Hemel Hempstead Rural District was a rural district in Hertfordshire, England from 1894 to 1974.

==Evolution==
The district had its origins in the Hemel Hempstead Rural Sanitary District. This had been created in 1872, giving public health and local government responsibilities for rural areas to the existing boards of guardians of poor law unions. Under the Local Government Act 1894, rural sanitary districts became rural districts from 28 December 1894. The district originally included the town of Hemel Hempstead, but when the town was made a municipal borough in 1898 it was removed from the rural district.

==Parishes==
The district contained the following civil parishes:

| Parish | From | To | Notes |
|---|---|---|---|
| Bovingdon | 28 Dec 1894 | 31 Mar 1974 |  |
| Chipperfield | 1 Apr 1958 | 31 Mar 1974 | Created from part of Kings Langley. |
| Flamstead | 28 Dec 1894 | 31 Mar 1974 |  |
| Flaunden | 28 Dec 1894 | 31 Mar 1974 |  |
| Great Gaddesden | 28 Dec 1894 | 31 Mar 1974 |  |
| Hemel Hempstead | 28 Dec 1894 | 7 Jun 1898 | Removed from rural district on becoming a municipal borough. |
| Kings Langley | 28 Dec 1894 | 31 Mar 1974 |  |
| Markyate | 30 Sep 1897 | 31 Mar 1974 | Parish created on abolition of Markyate Rural District |

After Hemel Hempstead itself became a borough, the Hemel Hempstead Rural District district constituted two detached parts, north and south of Hemel Hempstead.
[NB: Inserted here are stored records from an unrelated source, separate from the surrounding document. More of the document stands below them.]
PR #4445, opened 2025-05-26
fix(docs) Temporary disable gh-pages javadoc generation

markushi:
## :scroll: Description

As https://github.com/getsentry/sentry-java/blob/8295b2f1edf2dd9a99ae837e1289dd843410e329/build.gradle.kts#L267 mangles the classpath.

As far as I can see this is only used for the gh-pages branch docs: https://getsentry.github.io/sentry-java/

Note: This is a temporary solution, we should apply a proper fix in the long run.

## :bulb: Motivation and Context

Working CI

#skip-changelog

## :pencil: Checklist

- [ ] I added tests to verify the changes.
- [ ] No new PII added or SDK only sends newly added PII if `sendDefaultPII` is enabled.
- [ ] I updated the docs if needed.
- [ ] I updated the wizard if needed.
- [ ] Review from the native team if needed.
- [ ] No breaking change or entry added to the changelog.
- [ ] No breaking change for hybrid SDKs or communicated to hybrid SDKs.

PR #4457, opened 2025-05-27
Aggregate javadoc using build-logic

runningcode:
## :scroll: Description
This PR has a few parts to it:
1. Adds a new `build-logic` module to organize our build logic.
2. Adds two convention plugins.
   - `sentry.javadoc` publishes the javadoc
   to a consumable configuration.
   - `sentry.javadoc.aggregate` consumes the published javadoc and
     aggregates them in the root build folder.
3. Deletes the `stylesheet.css`. This was causing the javadoc to look
   unusable. Deleting it fixes this.
4. Each subproject publishes the javadoc to its own subfolder. The
   previous behavior would overwrite the javadoc with each new project
   in the same directory which meant some parts of the javadoc were
   unreachable.

The producer/consumer configuration is based on this blog post: https://www.liutikas.net/2024/12/11/Together-In-Isolation.html
It should be project isolation compatible.

Here is what the javadoc looks like right now: https://getsentry.github.io/sentry-java/
This is what the javadoc will look like without the stylesheet:
image

The previous mechanism for publishing javadoc was broken because it combines the classpath of all subproject dependencies leading to some version conflicts. This is why the publication was disabled here: https://github.com/getsentry/sentry-java/pull/4445

I checked the build folder that the correct javadoc was published but wasn't able to test the github action.

## :pencil: Checklist


build.gradle.kts
```diff
@@ -246,31 +247,6 @@ spotless {
     }
 }
 
-tasks.register("aggregateJavadocs", Javadoc::class.java) {
-    setDestinationDir(project.layout.buildDirectory.file("docs/javadoc").get().asFile)
```
runningcode, line 250: This would previously put all the javadocs from all subprojects in the root which meant a lot of the files were overwritten like `index.html`.

build.gradle.kts
```diff
@@ -237,7 +238,7 @@ spotless {
     kotlin {
         target("**/*.kt")
         ktlint()
-        targetExclude("**/sentry-native/**")
+        targetExclude("**/sentry-native/**", "**/build/**")
```
runningcode, line 241: Had to add this exclusion otherwise spotless tries to format the generated code in the `build` folder. This was causing an issue since the generated accessors have an underscore (`_`) in the path name and this is was failing the check.

build-logic/src/main/kotlin/io/sentry/gradle/AggregateJavadoc.kt
```diff
@@ -0,0 +1,36 @@
...
+    @get:OutputDirectory
+    abstract val outputDir: DirectoryProperty
+
+    @TaskAction
+    fun aggregate() {
+        javadocFiles.get().forEach { file ->
+            fs.copy {
+                // Get the third to last part (project name) to use as the directory name for the output
+                val parts = file.path.split('/')
+                val projectName = parts[parts.size - 4]
```
rbro112, line 29: Should there be some safety around this in case the `parts.size` is < 4?

rbro112 (approved):

build-logic/src/main/kotlin/io/sentry/gradle/AggregateJavadoc.kt
runningcode: This is a good point. To be honest, this logic is a bit hacky. The `ArtifactView` has this information as the component idenitifer, but I can’t have the ArtifactView as an input to the task since it isn’t serializeable. This was my hack around this.

Since these are fully qualified paths it is nearly impossible for them to be less than 4. If they are then we should fail and investigate. The bigger issue is if these are not the project names but I’m not sure how to check for that.

markushi: How about getting the root project folder (`<path>/sentry-java`) and treating that as a prefix which can be removed from `file.path` (`<path>/sentry-java/module/build/docs/javadoc`)?
Something along those lines:
```
file.path.replace(rootPath, "").split('/')[0]
```

build.gradle.kts
```diff
@@ -27,6 +27,7 @@ plugins {
     alias(libs.plugins.errorprone) apply false
     alias(libs.plugins.gradle.versions) apply false
     alias(libs.plugins.spring.dependency.management) apply false
+    id("sentry.javadoc.aggregate")
```
markushi: It's probably best to use the full `io.sentry.**` namespace instead of `sentry.**` for the plugin ids.

settings.gradle.kts
```diff
@@ -17,7 +17,7 @@ dependencyResolutionManagement {
 
 rootProject.name = "sentry-root"
 rootProject.buildFileName = "build.gradle.kts"
-
+includeBuild("build-logic")
```
markushi, line 20: Is it common convention to use dashes here? I know we have `buildSrc`(camel case) and I'm wondering if we should align the naming here.

markushi (approved):
Looks great, thank you 🙏

build-logic/src/main/kotlin/io/sentry/gradle/AggregateJavadoc.kt
romtsn: I think there's also `relativize` or something in Kotlin which will return the path relative to root in this case

CHANGELOG.md
```diff
@@ -1,5 +1,10 @@
 # Changelog
 
+## Unreleased
+
+### Fixes
```
romtsn, line 5:
```suggestion
### Fixes

```

build-logic/src/main/kotlin/sentry.javadoc.gradle.kts
```diff
@@ -0,0 +1,27 @@
+val javadocConfig: Configuration by configurations.creating {
```
romtsn:
```suggestion
val javadocPublisher: Configuration by configurations.creating {
```
maybe call it a `publisher` so it better aligns with `consumer`?

romtsn (approved):
LGTM, great findings and fixes 👍

settings.gradle.kts
runningcode: Good point. I think the general convention in the gradle community is dashes. All our other projects in this `sentry-java` are also dashes.
Gradle’s [sharing build logic sample](https://docs.gradle.org/current/samples/sample_convention_plugins.html) also uses kebab case (aka dashes).

In addition [name abbreviation](https://docs.gradle.org/current/userguide/command_line_interface.html#sec:name_abbreviation) works for both camel case and kebab case names.

build.gradle.kts
runningcode: It’s a good point, i wanted to distinguish this internal plugin from externally published plugins. I’ll do the switch but maybe its worth discussing how to distinguish internal vs external plugins.

build-logic/src/main/kotlin/io/sentry/gradle/AggregateJavadoc.kt
runningcode: This is a good point. I can add the root directory to the task in order to compute the relative path.
Then we also need to remove the `build/doc/javadoc` from the end of the path. I will do this.

CHANGELOG.md
runningcode: Added back the space, ty

PR #4441, opened 2025-05-22
Ryan/version catalog 10

rbro112:
## :scroll: Description
Version catalog adoption

#skip-changelog

## :pencil: Checklist

- [ ] I added tests to verify the changes.
- [ ] No new PII added or SDK only sends newly added PII if `sendDefaultPII` is enabled.
- [ ] I updated the docs if needed.
- [ ] I updated the wizard if needed.
- [ ] Review from the native team if needed.
- [ ] No breaking change or entry added to the changelog.
- [ ] No breaking change for hybrid SDKs or communicated to hybrid SDKs.

PR #4463, opened 2025-05-29
Move compileOnly dependencies to use version catalog

rbro112:
## :scroll: Description
Version catalog adoption cont'd

#skip-changelog

## :pencil: Checklist

### DIFF
--- a/buildSrc/src/main/java/Config.kt
+++ b/buildSrc/src/main/java/Config.kt
@@ -5,8 +5,6 @@ object Config {
     val AGP = System.getenv("VERSION_AGP") ?: "8.6.0"
     val kotlinStdLib = "stdlib-jdk8"
 
-    val springBootVersion = "2.7.18"
-    val springBoot3Version = "3.5.0"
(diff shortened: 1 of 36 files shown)


buildSrc/src/main/java/Config.kt
```diff
@@ -5,8 +5,6 @@ object Config {
     val AGP = System.getenv("VERSION_AGP") ?: "8.6.0"
     val kotlinStdLib = "stdlib-jdk8"
 
-    val springBootVersion = "2.7.18"
```
rbro112, line 8: Were unused as of https://github.com/getsentry/sentry-java/pull/4441

gradle/libs.versions.toml
```diff
@@ -1,10 +1,11 @@
 [versions]
 androidxNavigation = "2.4.2"
 androidxTestCore = "1.6.1"
-androidxComposeVersion = "1.6.3"
```
rbro112, line 4: Just naming change to remove "Version" as it's redundant

PR #4469, opened 2025-06-04
fix(okhttp): Finalize OkHttpEvent even if no active span

romtsn:
## :scroll: Description

- When SentryOkHttpInterceptor is used in conjunction with SentryOkHttpEventListener and there's no active span we were not properly finalizing OkHttpEvent. And edge-case could happen when OkHttp is used directly and the response body is not closed, resulting in OkHttpEvent never being finalized.

Found in our sales-demo app

Automated

## :pencil: Checklist

### DIFF
--- a/sentry-okhttp/src/main/java/io/sentry/okhttp/SentryOkHttpInterceptor.kt
+++ b/sentry-okhttp/src/main/java/io/sentry/okhttp/SentryOkHttpInterceptor.kt
@@ -192,6 +192,7 @@ public open class SentryOkHttpInterceptor(
 
     private fun finishSpan(span: ISpan?, request: Request, response: Response?, isFromEventListener: Boolean, okHttpEvent: SentryOkHttpEvent?) {
         if (span == null) {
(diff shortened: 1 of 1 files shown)


sentry-okhttp/src/main/java/io/sentry/okhttp/SentryOkHttpInterceptor.kt
```diff
@@ -192,6 +192,7 @@ public open class SentryOkHttpInterceptor(
 
     private fun finishSpan(span: ISpan?, request: Request, response: Response?, isFromEventListener: Boolean, okHttpEvent: SentryOkHttpEvent?) {
         if (span == null) {
+            okHttpEvent?.finish()
```
stefanosiano, line 196: Can you add a comment here describing the reason, please?

romtsn, line 196:
```suggestion
            // tracing can be disabled, or there can be no active span, but we still want to finalize the OkHttpEvent when both SentryOkHttpInterceptor and SentryOkHttpEventListener are used
            okHttpEvent?.finish()
```

PR #4476, opened 2025-06-06
Remove clean before test

runningcode:
## :scroll: Description
This removes the redundant dependency on `cleanTest` from each test task. This still allows the test to come from the cache so it doesn't really make sense.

Bovingdon, Chipperfield, Flaunden and Kings Langley were in the southern part, with Flamstead, Great Gaddesden and Markyate in the northern part.

==Premises==
In its early years, the council met at the Union Workhouse on Redbourn Road in Hemel Hempstead. By 1912 the council had moved to offices on the south-west side of the junction of Bury Road, The Broadway, and Marlowes. (Bury Road and The Broadway have since been renamed to both become part of Queensway.) This building was called 1 The Broadway until the 1930s, when it was renamed 2 Marlowes.

In 1954 the council acquired The Bury, a large eighteenth century house on the north side of Bury Road and converted it to become their offices. The council's former offices at 2 Marlowes were demolished shortly afterwards to make way for the Hemel Hempstead College of Further Education (later Dacorum College, now part of West Herts College), which opened in 1962. The council remained based at The Bury until its abolition in 1974.

==Abolition==
Hemel Hempstead Rural District was abolished under the Local Government Act 1972, becoming part of the district of Dacorum on 1 April 1974.